[Dataset entries]
++++++
PR #314, opened 2019-03-31
Disassemble sub_48A274

marijnvdwerf:


marijnvdwerf:
@IntelOrca @duncanspumpkin The general code needs a cleanup, but I'm worried about changing the vehicle struct this much. Feels like I'm interpreting something wrong.

duncanspumpkin:
The vehicle struct is a complete mess. It's structure changes a large amount depending on type. I tried to split it up in my vehicle update branch but it's a real pain to work out what should be in which struct. Do you know if the type calling this function is of a certain type?

duncanspumpkin:
16 bit entry at var4C probably means this is a vehicle_0 type.

marijnvdwerf:
Set a breakpoint. Seems to only be `vehicle_2` and `vehicle_6` types

marijnvdwerf:
```
    static void sub_48A1FA(int32_t x)
    {
        if (x == 0)
        {
            addr<0x0112C666, uint8_t>() = 0;
        }

        auto v = thingmgr::first<vehicle>();
        while (v != nullptr)
        {
            auto next = v->next_vehicle();
            auto v2 = v->next_car()->next_car();
            off_4FEB58(v2, x);
            do
            {
                v2 = v2->next_car();
            } while (v2->type != thing_type::vehicle_6);
            off_4FEB58(v2, x);
            v = next;
        }
    }
```

(`off_4FEB58` is the function that ultimate calls `sub_48A274`)

duncanspumpkin:
I think i ended up creating a type called 4or6 cause they shared a lot of structure. I'm really not sure what would be best.

src/openloco/audio/audio.cpp
```diff
@@ -777,11 +778,75 @@ namespace openloco::audio
...
+            return;
+
+        if (v->sound_id == 0xFF)
+            return;
+
+        // TODO: left or top?
+        if (v->sprite_left == (int16_t)0x8000u)
+            return;
+
+        if (config::get().var_25 <= _112C666)
```
marijnvdwerf: This seems to be used as a limit. `var_25` gets set based on the sound quality setting, but we don't have that anymore. What should we do with it? Add a hardcoded limit, or remove the limit + counter?

duncanspumpkin: I'd keep the limit for now. Is this the only function that uses the limit?

marijnvdwerf: Yes it is. It's determined by the sound quality setting, which has been removed. It's set to 4, 8 or 16 depending on the setting. `config_t.max_sound_instances` is used in a same fashion, but doesn't seem to be used anymore in our implementation.

image

src/openloco/audio/audio.cpp
```diff
@@ -777,11 +778,75 @@ namespace openloco::audio
...
+        // TODO: move vehicle_26 cast up
+        auto v = baseVehicle->as_vehicle_2or6();
+        if (v == nullptr)
+            return;
+
+        if (v->sound_id == 0xFF)
+            return;
+
+        // TODO: left or top?
+        if (v->sprite_left == (int16_t)0x8000u)
```
duncanspumpkin: This will be like rct2 0x8000 indicates the sprite is off map like when you pickup a peep.

src/openloco/audio/audio.cpp
```diff
@@ -777,11 +778,75 @@ namespace openloco::audio
...
+            extendedViewport.top = viewport->view_y - quarterHeight;
+            extendedViewport.right = viewport->view_x + viewport->view_width + quarterWidth;
+            extendedViewport.right = viewport->view_y + viewport->view_height + quarterHeight;
+
+            if (extendedViewport.contains(spritePosition))
+            {
+                // jump + return
+                _112C666 += 1;
+                v->var_4A |= 1;
+                v->var_4E = (uint8_t)main->type;
```
duncanspumpkin: Can you look to see how 4e is used maybe can change the type

src/openloco/audio/audio.cpp
```diff
@@ -777,11 +778,75 @@ namespace openloco::audio
...
     {
-        registers regs;
-        regs.esi = (int32_t)v;
-        call(0x0048A274, regs);
+        // TODO: move vehicle_26 cast up
+        auto v = baseVehicle->as_vehicle_2or6();
+        if (v == nullptr)
+            return;
+
+        if (v->sound_id == 0xFF)
```
duncanspumpkin: Do we have a sound id null?

src/openloco/audio/audio.cpp
```diff
@@ -84,6 +84,7 @@ namespace openloco::audio
     static loco_global<uint8_t, 0x0050D434> _currentSong;
     static loco_global<uint8_t, 0x0050D435> _lastSong;
 
+    static uint8_t _112C666;
```
duncanspumpkin: NumActiveVehicleSounds?

src/openloco/audio/audio.cpp
```diff
@@ -777,11 +778,75 @@ namespace openloco::audio
...
+            extendedViewport.left = viewport->view_x - quarterWidth;
+            extendedViewport.top = viewport->view_y - quarterHeight;
+            extendedViewport.right = viewport->view_x + viewport->view_width + quarterWidth;
+            extendedViewport.right = viewport->view_y + viewport->view_height + quarterHeight;
+
+            if (extendedViewport.contains(spritePosition))
+            {
+                // jump + return
+                _112C666 += 1;
+                v->var_4A |= 1;
```
duncanspumpkin: I expect this is a flag saying this sound should play

src/openloco/audio/audio.cpp
duncanspumpkin: I expect in the vehicle update code it uses this to work out the viewport location to play the sound. I'll have to compare it to my code.

src/openloco/audio/audio.cpp
marijnvdwerf: Yeah I figured. I'm just not sure if the code uses `sprite_left` or `sprite_top`, since they both get stored into a variable, and I have issues understand high/low nibbles.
++++++
Type out the whole of the data again, exactly as shown.

PR #314, opened 2019-03-31
Disassemble sub_48A274

marijnvdwerf:


marijnvdwerf:
@IntelOrca @duncanspumpkin The general code needs a cleanup, but I'm worried about changing the vehicle struct this much. Feels like I'm interpreting something wrong.

duncanspumpkin:
The vehicle struct is a complete mess. It's structure changes a large amount depending on type. I tried to split it up in my vehicle update branch but it's a real pain to work out what should be in which struct. Do you know if the type calling this function is of a certain type?

duncanspumpkin:
16 bit entry at var4C probably means this is a vehicle_0 type.

marijnvdwerf:
Set a breakpoint. Seems to only be `vehicle_2` and `vehicle_6` types

marijnvdwerf:
```
    static void sub_48A1FA(int32_t x)
    {
        if (x == 0)
        {
            addr<0x0112C666, uint8_t>() = 0;
        }

        auto v = thingmgr::first<vehicle>();
        while (v != nullptr)
        {
            auto next = v->next_vehicle();
            auto v2 = v->next_car()->next_car();
            off_4FEB58(v2, x);
            do
            {
                v2 = v2->next_car();
            } while (v2->type != thing_type::vehicle_6);
            off_4FEB58(v2, x);
            v = next;
        }
    }
```

(`off_4FEB58` is the function that ultimate calls `sub_48A274`)

duncanspumpkin:
I think i ended up creating a type called 4or6 cause they shared a lot of structure. I'm really not sure what would be best.

src/openloco/audio/audio.cpp
```diff
@@ -777,11 +778,75 @@ namespace openloco::audio
...
+            return;
+
+        if (v->sound_id == 0xFF)
+            return;
+
+        // TODO: left or top?
+        if (v->sprite_left == (int16_t)0x8000u)
+            return;
+
+        if (config::get().var_25 <= _112C666)
```
marijnvdwerf: This seems to be used as a limit. `var_25` gets set based on the sound quality setting, but we don't have that anymore. What should we do with it? Add a hardcoded limit, or remove the limit + counter?

duncanspumpkin: I'd keep the limit for now. Is this the only function that uses the limit?

marijnvdwerf: Yes it is. It's determined by the sound quality setting, which has been removed. It's set to 4, 8 or 16 depending on the setting. `config_t.max_sound_instances` is used in a same fashion, but doesn't seem to be used anymore in our implementation.

image

src/openloco/audio/audio.cpp
```diff
@@ -777,11 +778,75 @@ namespace openloco::audio
...
+        // TODO: move vehicle_26 cast up
+        auto v = baseVehicle->as_vehicle_2or6();
+        if (v == nullptr)
+            return;
+
+        if (v->sound_id == 0xFF)
+            return;
+
+        // TODO: left or top?
+        if (v->sprite_left == (int16_t)0x8000u)
```
duncanspumpkin: This will be like rct2 0x8000 indicates the sprite is off map like when you pickup a peep.

src/openloco/audio/audio.cpp
```diff
@@ -777,11 +778,75 @@ namespace openloco::audio
...
+            extendedViewport.top = viewport->view_y - quarterHeight;
+            extendedViewport.right = viewport->view_x + viewport->view_width + quarterWidth;
+            extendedViewport.right = viewport->view_y + viewport->view_height + quarterHeight;
+
+            if (extendedViewport.contains(spritePosition))
+            {
+                // jump + return
+                _112C666 += 1;
+                v->var_4A |= 1;
+                v->var_4E = (uint8_t)main->type;
```
duncanspumpkin: Can you look to see how 4e is used maybe can change the type

src/openloco/audio/audio.cpp
```diff
@@ -777,11 +778,75 @@ namespace openloco::audio
...
     {
-        registers regs;
-        regs.esi = (int32_t)v;
-        call(0x0048A274, regs);
+        // TODO: move vehicle_26 cast up
+        auto v = baseVehicle->as_vehicle_2or6();
+        if (v == nullptr)
+            return;
+
+        if (v->sound_id == 0xFF)
```
duncanspumpkin: Do we have a sound id null?

src/openloco/audio/audio.cpp
```diff
@@ -84,6 +84,7 @@ namespace openloco::audio
     static loco_global<uint8_t, 0x0050D434> _currentSong;
     static loco_global<uint8_t, 0x0050D435> _lastSong;
 
+    static uint8_t _112C666;
```
duncanspumpkin: NumActiveVehicleSounds?

src/openloco/audio/audio.cpp
```diff
@@ -777,11 +778,75 @@ namespace openloco::audio
...
+            extendedViewport.left = viewport->view_x - quarterWidth;
+            extendedViewport.top = viewport->view_y - quarterHeight;
+            extendedViewport.right = viewport->view_x + viewport->view_width + quarterWidth;
+            extendedViewport.right = viewport->view_y + viewport->view_height + quarterHeight;
+
+            if (extendedViewport.contains(spritePosition))
+            {
+                // jump + return
+                _112C666 += 1;
+                v->var_4A |= 1;
```
duncanspumpkin: I expect this is a flag saying this sound should play

src/openloco/audio/audio.cpp
duncanspumpkin: I expect in the vehicle update code it uses this to work out the viewport location to play the sound. I'll have to compare it to my code.

src/openloco/audio/audio.cpp
marijnvdwerf: Yeah I figured. I'm just not sure if the code uses `sprite_left` or `sprite_top`, since they both get stored into a variable, and I have issues understand high/low nibbles.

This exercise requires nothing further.